The pathological hallmark of scrub typhus infection is focal or disseminated vasculitis. As with other infections, antinuclear antibodies (ANA) have been previously described in scrub typhus. However, the underlying mechanisms and implications of this immunological phenomenon is not well understood. In the present work it was assessed whether ANA is associated with illness severity and outcomes. In this prospective study spanning one year, patients fulfilling the diagnostic criteria for scrub typhus were recruited. Patients with other acute infective febrile illnesses were taken as controls. ANA positivity was compared between the cases and controls. ANA in scrub typhus was assessed for correlation with disease severity, organ dysfunction and outcomes. The cohort comprised of 149 patients (scrub 89; controls 60) with mean age 46.5 (SD=16.9) yr; 48.3% were female. ANA was detected in 48 (53.9%) patients with scrub typhus and 9(15%) controls (p < 0.001). The ANA pattern was predominantly speckled (93.8%) in both scrub typhus patients and controls. In patients with scrub typhus, ANA positivity was associated with increasing APACHE-III score [Odds ratio (OR) 1.01; 95% CI 0.99-1.03; p = 0.09]. On bivariate analysis, ANA tended to be correlated with acute respiratory distress syndrome (OR 2.32; 95% CI 0.98-5.46; p = 0.06), hepatic dysfunction (OR 2.25; 95% CI 0.94-5.39, p = 0.06) and aseptic meningitis (OR 6.83; 95% CI 0.80-58.05, p = 0.08). The presence of these antibodies did not correlate with duration of hospitalization or mortality.

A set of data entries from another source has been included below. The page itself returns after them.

PR #1214, opened 2020-01-20
Shiqiu/sprint166 - Refine the descriptions and logic of app log tail command.

ShichaoQiu:
Refine the descriptions and logic of app log tail command.


yonzhan:
add to S164.

PR #1240, opened 2020-02-04
add outboundType param for userDefinedRouting

gtracer:
---

### General Guidelines

For new extensions:


jluk:
@yonzhan or @zikalino could we get your help to review this PR? we're looking to unblock some customer networking issues with these new commands. some of these changes are porting code already in the core build, as customers need to use it with preview features as well.

yonzhan:
@qwordy  and @MyronFanQiu  to help with this PR.

jluk:
@qwordy or @MyronFanQiu could you possibly look at this soon? this is the last mile of active networking issues with AKS, our customers are having lots of trouble completing this situation with ARM templates alone - a cli extension would resolve many active issues.

Also PR looks to be impacted by this issue opened by @gtracer 
https://github.com/Azure/azure-cli-extensions/issues/1244

src/aks-preview/azext_aks_preview/_params.py
```diff
@@ -60,6 +61,9 @@ def load_arguments(self, _):
         c.argument('load_balancer_managed_outbound_ip_count', type=int)
         c.argument('load_balancer_outbound_ips', type=str, validator=validate_load_balancer_outbound_ips)
         c.argument('load_balancer_outbound_ip_prefixes', type=str, validator=validate_load_balancer_outbound_ip_prefixes)
+        c.argument('load_balancer_outbound_ports', type=int, validator=validate_load_balancer_outbound_ports)
+        c.argument('load_balancer_idle_timeout', type=int, validator=validate_load_balancer_idle_timeout)
+        c.argument('outbound_type', type=str, validator=validate_outbound_type)
```
MyronFanQiu: Hello. You don't need to do it by yourself. You can put `arg_type=get_enum_type([CONST_OUTBOUND_TYPE_LOAD_BALANCER, CONST_OUTBOUND_TYPE_USER_DEFINED_ROUTING])`

src/aks-preview/azext_aks_preview/_help.py
```diff
@@ -108,6 +108,18 @@
           type: string
           short-summary: Load balancer outbound IP prefix resource IDs.
           long-summary: Comma-separated public IP prefix resource IDs for load balancer outbound connection. Valid for Standard SKU load balancer cluster only.
+        - name: --load-balancer-outbound-ports
```
qwordy: This parameter receives one integer. Plural form may cause ambiguity.

gtracer: This property name comes from slb and we want to stay consistent with how they have named it there

src/aks-preview/azext_aks_preview/_params.py
qwordy: you can use enum type and provide valid values

src/aks-preview/azext_aks_preview/_validators.py
```diff
@@ -219,3 +223,29 @@ def validate_user(namespace):
     if namespace.user.lower() != "clusteruser" and \
             namespace.user.lower() != "clustermonitoringuser":
         raise CLIError("--user can only be clusterUser or clusterMonitoringUser")
+
+
+def validate_load_balancer_outbound_ports(namespace):
```
qwordy: Add these rules to help. Otherwise, users need to retry many times to select a valid value.

src/aks-preview/azext_aks_preview/_validators.py
```diff
@@ -219,3 +223,29 @@ def validate_user(namespace):
...
+    if namespace.load_balancer_idle_timeout is not None:
+        if namespace.load_balancer_idle_timeout < 4 or namespace.load_balancer_idle_timeout > 120:
+            raise CLIError("--load-balancer-idle-timeout must be in the range [4,120]")
+
+
+def validate_outbound_type(namespace):
+    if not namespace.outbound_type:
+        return
+
+    if namespace.outbound_type not in [CONST_OUTBOUND_TYPE_LOAD_BALANCER, CONST_OUTBOUND_TYPE_USER_DEFINED_ROUTING]:
```
qwordy: Tell users valid values in help

qwordy:
There is a similar PR recently. It also involves --load-balancer-outbound-ports. Can you find the PR? What's the difference of these two PRs?

jluk:
@qwordy the previous PR you mention is to push these changes into the core-cli build. We need these exact changes in the preview extension because of the CLI extension model design - customers cannot use the core-cli changes we did if the preview-extension is installed.

It is a requirement to have preview customers using preview features be able to set these parameters as well.

src/aks-preview/azext_aks_preview/_params.py
gtracer: Good thinking, thanks for bringing that to my attention - updated

src/aks-preview/azext_aks_preview/_validators.py
gtracer: Good thinking, thanks for bringing that to my attention - updated

src/aks-preview/azext_aks_preview/_validators.py
gtracer: Added

src/aks-preview/azext_aks_preview/_params.py
gtracer: Good thinking, updated for outboundtype

gtracer:
@qwordy @MyronFanQiu feedback has been incorporated. Not sure what the linter is complaining about - any idea? It runs just fine locally:

Modules: aks-preview

Initializing linter with command table and help files...

 Results
=========

-  pass: faulty_help_example_parameters_rule
-  pass: faulty_help_example_rule
-  pass: faulty_help_type_rule
-  pass: unrecognized_help_entry_rule
-  pass: unrecognized_help_parameter_rule
-  pass: expired_command_group
-  pass: missing_group_help
-  pass: expired_command
-  pass: missing_command_help
-  pass: no_ids_for_list_commands
-  pass: bad_short_option
-  pass: expired_option
-  pass: expired_parameter
-  pass: missing_parameter_help

qwordy:
strange unicode error in linter
`- name: --load-balancer-outbound-ports`
maybe delete and retype this line?

gtracer:
> strange unicode error in linter
> `- name: --load-balancer-outbound-ports`
> maybe delete and retype this line?

So I think I figured it out. It looks to me like the CI is caching the preview CLI entry. So for example, if you make a change to version x.y.z and then even if you replace the whl in the container, provided that it has the same name it won't be re-pulled. 

When I updated the version to be x.y.z+1, even though it is the exact same container image, it now passed the CI linter

Let me know if that makes sense. If it does then I think one of two fixes is required:
1) When re-building a whl we need a naming strategy for future builds on the same version (we only want to bump the version once we actually publish)
2) easier solution is just don't cache the whl

qwordy:
> 
> 
> > strange unicode error in linter
> > `- name: --load-balancer-outbound-ports`
> > maybe delete and retype this line?
> 
> So I think I figured it out. It looks to me like the CI is caching the preview CLI entry. So for example, if you make a change to version x.y.z and then even if you replace the whl in the container, provided that it has the same name it won't be re-pulled.
> 
> When I updated the version to be x.y.z+1, even though it is the exact same container image, it now passed the CI linter
> 
> Let me know if that makes sense. If it does then I think one of two fixes is required:
> 
>     1. When re-building a whl we need a naming strategy for future builds on the same version (we only want to bump the version once we actually publish)
> 
>     2. easier solution is just don't cache the whl

linter is a source code analysis tool. The source code is pulled from github repo. I am not sure the cause is whl file. Pipeline jobs are executed in identical, independent environment.

qwordy:
Related azure pipelines definition:
https://github.com/Azure/azure-cli-extensions/blob/master/azure-pipelines.yml#L85
https://github.com/Azure/azure-cli-extensions/blob/master/scripts/ci/verify_modified_index.sh#L35
Only modified (index change) extensions will be verified.

PR #1258, opened 2020-02-08
{omsagent} role assignment changes for msi (#1)

rashmichandrashekar:
Role assignment changes to assign role for msi if it is created for omsagent addon


yonzhan:
add to S165.

rashmichandrashekar:
> Hello. Like we talked offline, could you change the help message in extension too? Better to have same code with the main azure cli

I have added the changes in the help too

PR #1263, opened 2020-02-12
[AKS] add nodepool tag for cli extension

zqingqing1:
---

### General Guidelines

For new extensions:

### DIFF
--- a/src/aks-preview/azext_aks_preview/custom.py
+++ b/src/aks-preview/azext_aks_preview/custom.py
@@ -645,6 +645,7 @@ def aks_create(cmd,     # pylint: disable=too-many-locals,too-many-statements,to
                node_osdisk_diskencryptionset_id=None,
                node_count=3,
                nodepool_name="nodepool1",
+               nodepool_tags=None,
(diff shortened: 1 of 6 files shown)


yonzhan:
add to S166.

src/aks-preview/azext_aks_preview/custom.py
```diff
@@ -2004,6 +2010,8 @@ def aks_agentpool_update(cmd,   # pylint: disable=unused-argument
         instance.min_count = None
         instance.max_count = None
 
+    instance.tags = tags
```
haroldrandom: tags is None default, what if user doesn't pass `--tags` option, it will clear the tags by mistake right? But user doesn't want to clear tags right?
 I am not sure about the context, correct me if I misunderstand.

zqingqing1: No, it won't clear tags if no --tags passed. Only when customer input --tags "", the tags will be cleaned

zqingqing1:
@haroldrandom  please help to merge if no other concerns and questions :)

Convalescent sera on 31 ANA positive scrub typhus patients demonstrated persistence of ANA in only 5 (16.1%) patients. The disappearance of ANA during the convalescent phase suggests that ANA is expressed during the acute phase of scrub typhus infection. Its association with organ dysfunction warrants further study of the mechanisms and impact of autoantibody formation in scrub typhus.